Graham is one of two interns this semester and she says her job centers on mapping and updating building layouts because she has geographic information system (GIS) knowledge. She also gets the opportunity to go on monitoring visits to various farms, which she says is the fun stuff.

“Since [the Lancaster Farmland Trust] mostly deals with Plain Sect farmers, it can sometimes be difficult to establish a relationship,” Graham explains. “It helps if you have an agricultural background. You know what you’re talking about. You know what it means to milk a cow every day.”

The coolest thing she’s gotten to do at her internship? “Having the opportunity to see a herd of water buffalo,” she says.

 

Deepak Rai

FENNER PRECISION, MANHEIM

Deepak Rai
Deepak Rai

Senior chemistry major DEEPAK RAI is a full-time employee at Fenner Precision in Manheim, but he is also receiving college credit that is getting him closer to his May graduation. Rai is a nontraditional student who balances a full-time job with his course load. It was through some smart advisement that Rai realized he could receive college credit for some of the work he does at Fenner.

Every day Rai completes a battery of routine testing and sometimes helps other employees with different projects, but right now his main focus is on an important project involving the testing of polymers with solvents. He volunteered for the project because he recognized the potential importance.

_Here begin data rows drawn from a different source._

Issue #222, opened 2016-09-29
Fix Chunker evaluation


mssammon:
Fix/streamline testing scripts. Identify the source of variation, and either verify that different performance results are within expected bounds or identify a problem. @qiangning @b29308188  this follows on directly from your recent work on evaluating the Chunker.

b29308188:
@mssammon  [Here](https://github.com/b29308188/illinois-cogcomp-nlp/blob/stable/chunker/src/main/java/edu/illinois/cs/cogcomp/chunker/main/LCTester.java) is my tester.  I have run it several times, but it gave the same results as I wrote in [wiki](https://wiki.illinois.edu/wiki/pages/viewpage.action?spaceKey=ccg&title=Chunker+Benchmark+Results).

mssammon:
@b29308188 @qiangning once you determine the final official eval scripts, please talk with @cowchipkid about correct eval procedure/data splits.

qiangning:
Hi Mark @mssammon, Ben @b29308188 and I just had a brief meeting regarding this problem. I realized that Ben was not aware of this [issue](https://github.com/IllinoisCogComp/illinois-cogcomp-nlp/issues/214). He has fixed this and re-generated his results, which are exactly the same as mine. I have also noted this in our [wiki](https://wiki.illinois.edu/wiki/display/ccg/Chunker+Benchmark+Results). I would suggest a closure for this issue.

danyaljj:
Closed by #233

Issue #221, opened 2016-09-26
illinois-chunker initialization bug


mssammon:
ChunkAnnotator.initialize() uses default constructor, but should take model path from ResourceManager argument.

danyaljj:
Closed by #233

PR #230, opened 2016-10-03
Fixed Chunker Evaluation Iss222 and ChunkAnnotator Init Bug Iss221

qiangning:
It's indeed a git revert thing. I have cleaned things up. Please have a check.
#222 
#221


chunker/scripts/runBenchmarkTest.sh
```diff
@@ -17,7 +17,7 @@ for JAR in `ls $LIB`; do
 done
 
 
-TESTDATA="src/main/resources/test.txt"
+TESTDATA="/shared/corpora/corporaWeb/written/eng/chunking/conll2000distributions/test.txt"
```
danyaljj: this change is intentional?

danyaljj:
I think the tests are failing since your branch `qiangning:master` is way behind `IllinoisCogComp:master`.

chunker/scripts/runBenchmarkTest.sh
qiangning: Yes. But runBenchmarkTest.sh is not used anyhow, you can either adopt it or reject it.

danyaljj: What do you mean by "not used anyhow"? 
Why don't we use only the links to [the files that we already have in the repo](https://github.com/IllinoisCogComp/illinois-cogcomp-nlp/tree/master/chunker/src/test/resources)?

qiangning:
In the beginning I synced my fork with `upstream`, but the resulting package cannot be compiled (so I later reverted the sync). Are you sure that `IllinoisCogComp:master` is good to run? If yes, let me try to redo things tomorrow.

danyaljj:
> Are you sure that `IllinoisCogComp:master` is good to run? 

Do you see the big green badge on the main page of the repo? 

screen shot 2016-10-02 at 8 25 15 pm

> If yes, let me try to redo things tomorrow.

Try a couple of times; if you fail, bring it to me. Git can be weird, but it is important to master. These are the best occasions to learn it.

qiangning:
Thanks for explaining to me. BTW, what do the other two logos saying "build failing" mean? Are they because of my failed pull request?

danyaljj:
Nothing for now. They are not stable, yet.

chunker/scripts/runBenchmarkTest.sh
qiangning: This script is running [ChunkTester](https://github.com/IllinoisCogComp/illinois-cogcomp-nlp/blob/master/chunker/src/main/java/edu/illinois/cs/cogcomp/chunker/main/ChunkTester.java), which doesn't take any file as input. I think one day someone modified the interface of ChunkTester but didn't update runBenchmarkTest.sh.

danyaljj: Ah I see what you saying. Then maybe we can drop `TESTDATA`?

qiangning: Yeah. The reason I'm not worried about it is that I think some day we will add a new ChunkerTester which takes a test file name as input; after all, we want more people using our code.

danyaljj: maybe add a TODO comment to prevent future confusions?

qiangning: Good idea.

PR #238, opened 2016-10-11
JSON Serialization Attributes for TextAnnotation, Relation.

bhargav:
- JSON Serialization code was not updated when Attributes were added to
  Relations and TextAnnotations. This PR fixes that and extends the
  existing unit test.


danyaljj:
Looks good. Merging!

“Polymer testing is important for the production,” says Rai. “That’s why I stood up and requested they give this project to me.”

After graduation, Rai plans to stay at Fenner Precision and hopefully move up from being a lab technician to other positions within the company.

Liel Pollock

CLINIC FOR SPECIAL CHILDREN, STRASBURG

LIEL POLLOCK says she completely wrote off the internship at the Clinic for Special Children when she first heard about it because she assumed it was geared toward medical students. As an English major she didn’t see the connection, but when she learned the position was for a public health writing intern, she decided to apply.

Liel Pollock
Liel Pollock

“Originally they wanted me to take things that were very complicated and write them in an eighth-grade level of understanding. Many of the people who come are Amish or Mennonite, and they only have an eighth-grade education,” says Pollock. “Along the way they have added a more journalistic aspect because they want to take really interesting patient stories and present them to people who are donating or who are interested in what we do.”

The aspect of her internship that’s the most exciting and unexpected is when she’s able to interview Amish or Mennonite people in their homes. “It shows me a culture I’ve never been exposed to before,” she says.

Pollock says she isn’t sure what she will do after graduation, but this internship and all the experience she has gained with scientific writing has definitely diversified her portfolio and allowed her to think outside the professional box.